Stories of women abused by men in power
ME TOO. These two words are possibly the most powerful to have hit social media in 2017. The movement, which was introduced by actress Alyssa Milano at the suggestion of a friend, was formed with the intention of giving a sense of the prevalence of sexual harassment and assault in the global context. The call to action soon dominated Twitter and spilled over to Facebook , then invaded other social media to a lesser degree. Thousands of women across the world, including celebrities like Angelina Jolie and Kate Beckinsale, added their voices to the outcry, and some women were brave enough to finally name their attackers — some of them rich and famous bigwigs.
The impact of the movement has been so great that it inspired a similar movement in Jamaica — #saytheirnames — but this was quickly quashed, as many people feared the legal repercussions of naming abusers who had not been formally charged.

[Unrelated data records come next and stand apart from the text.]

PR #1166, opened 2020-06-16
document sbt-scalafix scalafixScalaBinaryVersion

bjaglin:
Merge only when https://github.com/scalacenter/sbt-scalafix/pull/121 is released

Improves https://github.com/scalacenter/scalafix/issues/998

### DIFF
--- a/docs/rules/ExplicitResultTypes.md
+++ b/docs/rules/ExplicitResultTypes.md
@@ -34,13 +34,6 @@ This rule has several known limitations, which are most likely fixable with some
 effort. At the time of this writing, there are no short-term plans to address
 these issues however.
 
-### Limited Scala support
-
-Due to implementation details, this rule works only with @SCALA212@. Scala 2.11
-and 2.13 are not supported for this rule. See
-[#988](https://github.com/scalacenter/scalafix/issues/998) if you want to
-contribute support for other Scala versions.
-
 ### Imports ordering
 
 The rewrite inserts imports at the bottom of the global import list. Users are
--- a/docs/users/installation.md
+++ b/docs/users/installation.md
@@ -155,6 +155,8 @@ Great! You are all set to use Scalafix with sbt :)
 | `scalafixConfig` | `SettingKey[Option[File]]` | `.scalafix.conf` file to specify which scalafix rules should run, together with their potential options. Defaults to `.scalafix.conf` in the root directory, if it exists.
 | `scalafixDependencies` | `SettingKey[Seq[ModuleID]]` | Dependencies making [custom rules](#run-custom-rules) available via their simple name. Must be set in `ThisBuild`. Defaults to `Nil`.
 | `scalafixResolvers` | `SettingKey[Seq[Repository]]` | Custom resolvers where `scalafixDependencies` are resolved from. Must be set in `ThisBuild`. Defaults to: Ivy2 local, Maven Central, Sonatype releases & Sonatype snapshots.
+| `scalafixScalaBinaryVersion` | `SettingKey[String]` | Scala binary version used for Scalafix execution. Defaults to 2.12. For advanced rules such as ExplicitResultTypes to work, it must match the binary version defined in the build for compiling sources. Note that `scalafixDependencies` artifacts must be published against that Scala version.
+
 
 ### Main and test sources
 


docs/users/installation.md
```diff
@@ -155,6 +155,8 @@ Great! You are all set to use Scalafix with sbt :)
 | `scalafixConfig` | `SettingKey[Option[File]]` | `.scalafix.conf` file to specify which scalafix rules should run, together with their potential options. Defaults to `.scalafix.conf` in the root directory, if it exists.
 | `scalafixDependencies` | `SettingKey[Seq[ModuleID]]` | Dependencies making [custom rules](#run-custom-rules) available via their simple name. Must be set in `ThisBuild`. Defaults to `Nil`.
 | `scalafixResolvers` | `SettingKey[Seq[Repository]]` | Custom resolvers where `scalafixDependencies` are resolved from. Must be set in `ThisBuild`. Defaults to: Ivy2 local, Maven Central, Sonatype releases & Sonatype snapshots.
+| `scalafixScalaBinaryVersion` | `SettingKey[String]` | Scala binary version used for Scalafix execution. Defaults to 2.12. For advanced rules such as ExplicitResultTypes to work, it must match the binary version defined in the build for compiling sources. Note that `scalafixDependencies` artifacts must be published against that Scala version.
```
bjaglin, line 158: > Note that `scalafixDependencies` artifacts must be published against that Scala version.

That's a bit vague on purpose, as I didn't want to explain which full Scala version would be used in case we have external rules using the presentation compiler.

scalafix-rules/src/main/scala/scalafix/internal/rule/ExplicitResultTypes.scala
```diff
@@ -59,9 +59,10 @@ final class ExplicitResultTypes(
       }
     if (config.scalacClasspath.nonEmpty && config.scalaVersion != supportedScalaVersion) {
       Configured.error(
-        s"The ExplicitResultTypes rule only supports the Scala version '$supportedScalaVersion'. " +
-          s"To fix this problem, either remove `ExplicitResultTypes` from .scalafix.conf or change the Scala version " +
-          s"in your build to match exactly '$supportedScalaVersion'."
+        s"The ExplicitResultTypes rule only supports the Scala version '$supportedScalaVersion' for this Scala " +
+          "binary version. To fix this problem, either remove `ExplicitResultTypes` from .scalafix.conf, or adjust " +
+          s"the patch Scala version in your build to match exactly '$supportedScalaVersion' after making sure that " +
+          s"the `scalafixBinaryScalaVersion` setting key matches the Scala binary version of your build."
```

But if things and times were different locally for women, how huge would the #metoo movement be? Some have said that Jamaica would shut down if local women joined the movement and started calling names, because for many women, the faces of their abusers are among the most powerful and most revered on the island. How true is this? We asked women to spill their stories of being abused by men in power.
J:
I was nine when my mother said that I needed to do something with my voice — it was our way out of poverty, she said, and I was eager for this. Anyway, my mother’s friend knew somebody, a well-respected musical instructor and producer in our parish, and she paid for the lessons. About eight weeks into training, he would always try to put his lips on mine and would touch my belly and chest area while telling me to sing from my diaphragm. As time went by it started feeling normal, even though I knew it was wrong, and as much disdain as I had for him, I allowed it to happen. Apart from the father of my child, I have never told anyone about this… not that anyone would believe me. I wish I hadn’t gone through all that, because even with my beautiful voice I now have a regular profession, but still no music deals. Thankfully I have made peace with myself and the culprit, because I know that coming out would ruin his reputation and probably make me some enemies.
S:
He was our high school teacher and we spent many late evenings with him practising for various competitions. On the first occasion, we were in the school library while the others were either showering or eating. He reached beneath the table and he groped me and I remember it happening every time we were alone after that. I knew it was wrong, but he treated me well and he gave me attention. It continued until I went to university. He is now married with children, I believe. Whenever I think about it I am disgusted, but I don’t think I want to open a can of worms, even though I know I could protect other girls from something similar.
J:
My boss coerced me into giving him sexual favours and allowing him to touch me, because he knew I needed a job. I remember how disgusting it felt having him stick his tongue in my ears and how my body would scream with resentment when he slapped me on my butt. And I know this is not my story alone, but sometimes you go low when you want to get somewhere in your career and your studies. I took my time and returned to school, and I have the upper handle now. Some days when I hear the descriptions they use when they praise him I just want to scream, but all I will say is this: When these men take your kids without subjects or barely any, pray for them, because it is likely they are making them pay for their shortcomings with harassment.
M:
I was 15, living in poverty in one of Kingston’s ghettos, and as things became worse for my family, I made the decision to enter into a relationship with an older man. He was a Christian and a customs officer, and provided for my needs. Three years later I discovered that I was not only pregnant, but he had passed on the HIV virus to me. When I confronted him, he threatened me. More than anything else I want to report the matter, but I am so scared of what would happen if I did.